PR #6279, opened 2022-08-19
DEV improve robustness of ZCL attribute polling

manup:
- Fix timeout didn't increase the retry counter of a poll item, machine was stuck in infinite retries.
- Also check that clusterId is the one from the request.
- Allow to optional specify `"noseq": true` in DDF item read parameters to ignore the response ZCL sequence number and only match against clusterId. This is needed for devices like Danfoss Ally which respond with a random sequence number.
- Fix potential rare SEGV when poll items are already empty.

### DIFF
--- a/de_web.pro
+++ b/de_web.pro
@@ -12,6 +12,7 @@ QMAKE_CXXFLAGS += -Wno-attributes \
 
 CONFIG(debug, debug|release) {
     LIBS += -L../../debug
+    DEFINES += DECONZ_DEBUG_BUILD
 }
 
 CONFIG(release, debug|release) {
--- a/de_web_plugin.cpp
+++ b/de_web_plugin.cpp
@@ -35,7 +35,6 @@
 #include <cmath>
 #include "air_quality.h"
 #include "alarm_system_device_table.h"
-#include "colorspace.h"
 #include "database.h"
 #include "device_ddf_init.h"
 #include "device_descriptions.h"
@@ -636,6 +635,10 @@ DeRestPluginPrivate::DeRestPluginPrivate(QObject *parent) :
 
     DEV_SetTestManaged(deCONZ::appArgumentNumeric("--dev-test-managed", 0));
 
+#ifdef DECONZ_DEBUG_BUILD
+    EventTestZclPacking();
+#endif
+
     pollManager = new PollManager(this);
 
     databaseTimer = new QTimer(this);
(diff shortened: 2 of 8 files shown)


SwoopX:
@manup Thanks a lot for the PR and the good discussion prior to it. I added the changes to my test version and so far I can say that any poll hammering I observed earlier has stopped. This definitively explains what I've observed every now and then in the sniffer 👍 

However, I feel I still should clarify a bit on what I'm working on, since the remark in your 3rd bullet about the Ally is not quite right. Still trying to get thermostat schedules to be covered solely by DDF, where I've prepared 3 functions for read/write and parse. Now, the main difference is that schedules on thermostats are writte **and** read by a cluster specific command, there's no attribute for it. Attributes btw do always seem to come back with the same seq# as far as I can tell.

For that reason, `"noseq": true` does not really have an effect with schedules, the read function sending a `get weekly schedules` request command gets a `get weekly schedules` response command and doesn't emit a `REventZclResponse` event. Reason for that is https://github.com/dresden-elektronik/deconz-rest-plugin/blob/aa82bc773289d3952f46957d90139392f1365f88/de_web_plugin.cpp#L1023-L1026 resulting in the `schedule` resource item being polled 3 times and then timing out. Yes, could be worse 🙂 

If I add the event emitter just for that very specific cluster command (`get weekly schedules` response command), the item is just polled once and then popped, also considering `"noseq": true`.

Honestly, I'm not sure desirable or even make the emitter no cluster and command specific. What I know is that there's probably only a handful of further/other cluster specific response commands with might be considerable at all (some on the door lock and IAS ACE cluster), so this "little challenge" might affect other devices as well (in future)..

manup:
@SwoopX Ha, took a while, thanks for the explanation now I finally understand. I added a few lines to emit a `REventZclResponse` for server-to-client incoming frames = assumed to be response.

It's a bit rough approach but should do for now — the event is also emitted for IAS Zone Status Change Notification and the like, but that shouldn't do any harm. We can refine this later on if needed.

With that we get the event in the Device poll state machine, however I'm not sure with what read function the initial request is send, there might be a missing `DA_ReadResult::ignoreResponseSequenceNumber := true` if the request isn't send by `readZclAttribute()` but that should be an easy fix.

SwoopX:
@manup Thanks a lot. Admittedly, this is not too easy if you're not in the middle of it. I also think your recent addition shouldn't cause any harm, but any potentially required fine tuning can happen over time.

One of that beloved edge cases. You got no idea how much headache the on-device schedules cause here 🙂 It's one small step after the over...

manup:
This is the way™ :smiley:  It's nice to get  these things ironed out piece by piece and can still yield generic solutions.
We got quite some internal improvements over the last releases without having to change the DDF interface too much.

- [To do]:
Take the line containing "This is the" as the start and the last line of the data as the end, and reproduce that range exactly.

- [Solution to this task]:
This is the way™ :smiley:  It's nice to get  these things ironed out piece by piece and can still yield generic solutions.
We got quite some internal improvements over the last releases without having to change the DDF interface too much.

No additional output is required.